_Exercise requirements_. Lines with the word "void" are the answer; copy each of them from the data below.

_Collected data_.
PR #1336, opened 2019-03-24
924: Add docker compose support for --build and --rmi options

sonerd:
Took the changes made here https://github.com/testcontainers/testcontainers-java/pull/924

and added test for `docker-compose --build`

PR #924, opened 2018-10-18
Add docker compose support for --build and --rmi options

lightoze:

PR #1625, opened 2019-07-18
Add docker compose support for --build and --rmi options

rnorth:
Replaces #1336
(credit to @sonerd)

> Took the changes made here #924 and added test for docker-compose --build


core/src/test/java/org/testcontainers/junit/DockerComposeContainerWithBuildTest.java
```diff
@@ -0,0 +1,20 @@
+package org.testcontainers.junit;
+
+import java.io.File;
+import org.junit.Rule;
+import org.testcontainers.containers.DockerComposeContainer;
+
+public class DockerComposeContainerWithBuildTest extends BaseDockerComposeTest {
```
bsideup: I am afraid this test does not test it, and only covers the setter. If we break `withBuild`, the test will continue to pass.

Also, the used compose file (https://github.com/testcontainers/testcontainers-java/blob/151b93ac065a420d0a803d2ebb8ba6d152c783a4/core/src/test/resources/compose-test.yml ) is rather heavy (mysql)

core/src/main/java/org/testcontainers/containers/DockerComposeContainer.java
```diff
@@ -465,6 +497,18 @@ private SELF self() {
     private String randomProjectId() {
         return identifier + Base58.randomString(6).toLowerCase();
     }
+
+    public enum RemoveImages {
+        /**
+         * Remove all images used by any service.
+         */
+        all,
```
bsideup: perhaps we should use standard naming convention for enums (upper case) and have a field with flag's value?

core/src/test/java/org/testcontainers/junit/DockerComposeContainerWithBuildTest.java
sonerd: Regarding the test I was working on a version which tests the created image and so on. 
Due to time issues I was not bale to finish it.

I can use a lighter compose file.

core/src/main/java/org/testcontainers/containers/DockerComposeContainer.java
sonerd: Sure, can  do it.

rnorth: I've taken this on and am pushing the proposed change now.

core/src/test/java/org/testcontainers/junit/DockerComposeContainerWithBuildTest.java
rnorth: I've taken this on and am pushing the proposed change now.

core/src/test/java/org/testcontainers/junit/DockerComposeContainerWithBuildTest.java
```diff
@@ -0,0 +1,85 @@
...
+        doTest(LOCAL, false, true);
+    }
+
+
+    @Test
+    public void allModeRemovesAllImages() {
+        doTest(ALL, false, false);
+    }
+
+    private void doTest(final DockerComposeContainer.RemoveImages removeMode,
```
bsideup: @rnorth WDYT about using the parameterized runner instead?

rnorth: May as well - done!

_Output of the exercise_.
+    public void allModeRemovesAllImages() {
+    private void doTest(final DockerComposeContainer.RemoveImages removeMode,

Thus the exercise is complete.